*** Opening Data shown ***

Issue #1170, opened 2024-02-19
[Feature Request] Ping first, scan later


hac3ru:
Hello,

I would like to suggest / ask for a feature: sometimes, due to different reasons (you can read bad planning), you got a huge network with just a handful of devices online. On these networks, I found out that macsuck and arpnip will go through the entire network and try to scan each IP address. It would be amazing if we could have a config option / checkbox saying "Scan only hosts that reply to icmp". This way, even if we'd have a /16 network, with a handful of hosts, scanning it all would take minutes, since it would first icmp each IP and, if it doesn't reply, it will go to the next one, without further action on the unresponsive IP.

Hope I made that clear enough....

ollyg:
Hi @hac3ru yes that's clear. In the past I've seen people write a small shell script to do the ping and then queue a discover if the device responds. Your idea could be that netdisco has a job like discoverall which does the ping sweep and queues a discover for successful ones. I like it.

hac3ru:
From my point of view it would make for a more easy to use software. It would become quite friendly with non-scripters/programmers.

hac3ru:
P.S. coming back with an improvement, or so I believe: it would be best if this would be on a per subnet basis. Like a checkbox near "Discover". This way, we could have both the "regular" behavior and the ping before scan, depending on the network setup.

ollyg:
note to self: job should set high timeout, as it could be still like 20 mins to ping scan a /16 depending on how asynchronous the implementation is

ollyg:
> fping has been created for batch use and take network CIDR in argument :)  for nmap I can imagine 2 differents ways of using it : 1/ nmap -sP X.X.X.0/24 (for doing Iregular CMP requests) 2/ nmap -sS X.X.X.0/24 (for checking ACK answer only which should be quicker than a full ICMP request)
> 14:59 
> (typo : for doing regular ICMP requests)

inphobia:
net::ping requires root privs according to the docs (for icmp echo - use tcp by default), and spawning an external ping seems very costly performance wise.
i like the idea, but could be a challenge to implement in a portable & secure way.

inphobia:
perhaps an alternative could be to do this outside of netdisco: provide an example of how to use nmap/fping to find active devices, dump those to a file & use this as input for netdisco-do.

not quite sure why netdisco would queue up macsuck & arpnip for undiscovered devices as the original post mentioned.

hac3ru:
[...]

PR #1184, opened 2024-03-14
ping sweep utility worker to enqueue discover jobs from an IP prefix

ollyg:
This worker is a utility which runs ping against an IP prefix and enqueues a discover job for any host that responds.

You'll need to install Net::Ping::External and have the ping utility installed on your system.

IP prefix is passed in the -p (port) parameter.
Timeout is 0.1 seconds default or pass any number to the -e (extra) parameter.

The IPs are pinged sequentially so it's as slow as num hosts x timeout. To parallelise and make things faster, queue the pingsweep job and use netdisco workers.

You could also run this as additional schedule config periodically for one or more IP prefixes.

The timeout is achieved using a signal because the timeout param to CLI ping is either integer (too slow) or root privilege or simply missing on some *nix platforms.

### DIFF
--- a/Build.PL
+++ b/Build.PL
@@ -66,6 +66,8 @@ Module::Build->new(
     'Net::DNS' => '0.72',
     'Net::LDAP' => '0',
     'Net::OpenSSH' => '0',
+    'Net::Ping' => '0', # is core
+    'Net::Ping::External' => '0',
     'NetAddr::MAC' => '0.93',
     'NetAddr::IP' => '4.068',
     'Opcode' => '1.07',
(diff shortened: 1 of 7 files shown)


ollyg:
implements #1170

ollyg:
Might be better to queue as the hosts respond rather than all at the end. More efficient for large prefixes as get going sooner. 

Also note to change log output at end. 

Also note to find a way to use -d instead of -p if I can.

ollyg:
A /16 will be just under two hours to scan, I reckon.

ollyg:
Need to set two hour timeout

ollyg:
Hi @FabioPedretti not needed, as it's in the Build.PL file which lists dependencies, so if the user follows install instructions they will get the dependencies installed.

*** Closing Data shown ***

Work order: Would you write the records out again, word for word?

Task response:
Issue #1170, opened 2024-02-19
[Feature Request] Ping first, scan later


hac3ru:
Hello,

I would like to suggest / ask for a feature: sometimes, due to different reasons (you can read bad planning), you got a huge network with just a handful of devices online. On these networks, I found out that macsuck and arpnip will go through the entire network and try to scan each IP address. It would be amazing if we could have a config option / checkbox saying "Scan only hosts that reply to icmp". This way, even if we'd have a /16 network, with a handful of hosts, scanning it all would take minutes, since it would first icmp each IP and, if it doesn't reply, it will go to the next one, without further action on the unresponsive IP.

Hope I made that clear enough....

ollyg:
Hi @hac3ru yes that's clear. In the past I've seen people write a small shell script to do the ping and then queue a discover if the device responds. Your idea could be that netdisco has a job like discoverall which does the ping sweep and queues a discover for successful ones. I like it.

hac3ru:
From my point of view it would make for a more easy to use software. It would become quite friendly with non-scripters/programmers.

hac3ru:
P.S. coming back with an improvement, or so I believe: it would be best if this would be on a per subnet basis. Like a checkbox near "Discover". This way, we could have both the "regular" behavior and the ping before scan, depending on the network setup.

ollyg:
note to self: job should set high timeout, as it could be still like 20 mins to ping scan a /16 depending on how asynchronous the implementation is

ollyg:
> fping has been created for batch use and take network CIDR in argument :)  for nmap I can imagine 2 differents ways of using it : 1/ nmap -sP X.X.X.0/24 (for doing Iregular CMP requests) 2/ nmap -sS X.X.X.0/24 (for checking ACK answer only which should be quicker than a full ICMP request)
> 14:59 
> (typo : for doing regular ICMP requests)

inphobia:
net::ping requires root privs according to the docs (for icmp echo - use tcp by default), and spawning an external ping seems very costly performance wise.
i like the idea, but could be a challenge to implement in a portable & secure way.

inphobia:
perhaps an alternative could be to do this outside of netdisco: provide an example of how to use nmap/fping to find active devices, dump those to a file & use this as input for netdisco-do.

not quite sure why netdisco would queue up macsuck & arpnip for undiscovered devices as the original post mentioned.

hac3ru:
[...]

PR #1184, opened 2024-03-14
ping sweep utility worker to enqueue discover jobs from an IP prefix

ollyg:
This worker is a utility which runs ping against an IP prefix and enqueues a discover job for any host that responds.

You'll need to install Net::Ping::External and have the ping utility installed on your system.

IP prefix is passed in the -p (port) parameter.
Timeout is 0.1 seconds default or pass any number to the -e (extra) parameter.

The IPs are pinged sequentially so it's as slow as num hosts x timeout. To parallelise and make things faster, queue the pingsweep job and use netdisco workers.

You could also run this as additional schedule config periodically for one or more IP prefixes.

The timeout is achieved using a signal because the timeout param to CLI ping is either integer (too slow) or root privilege or simply missing on some *nix platforms.

### DIFF
--- a/Build.PL
+++ b/Build.PL
@@ -66,6 +66,8 @@ Module::Build->new(
     'Net::DNS' => '0.72',
     'Net::LDAP' => '0',
     'Net::OpenSSH' => '0',
+    'Net::Ping' => '0', # is core
+    'Net::Ping::External' => '0',
     'NetAddr::MAC' => '0.93',
     'NetAddr::IP' => '4.068',
     'Opcode' => '1.07',
(diff shortened: 1 of 7 files shown)


ollyg:
implements #1170

ollyg:
Might be better to queue as the hosts respond rather than all at the end. More efficient for large prefixes as get going sooner. 

Also note to change log output at end. 

Also note to find a way to use -d instead of -p if I can.

ollyg:
A /16 will be just under two hours to scan, I reckon.

ollyg:
Need to set two hour timeout

ollyg:
Hi @FabioPedretti not needed, as it's in the Build.PL file which lists dependencies, so if the user follows install instructions they will get the dependencies installed.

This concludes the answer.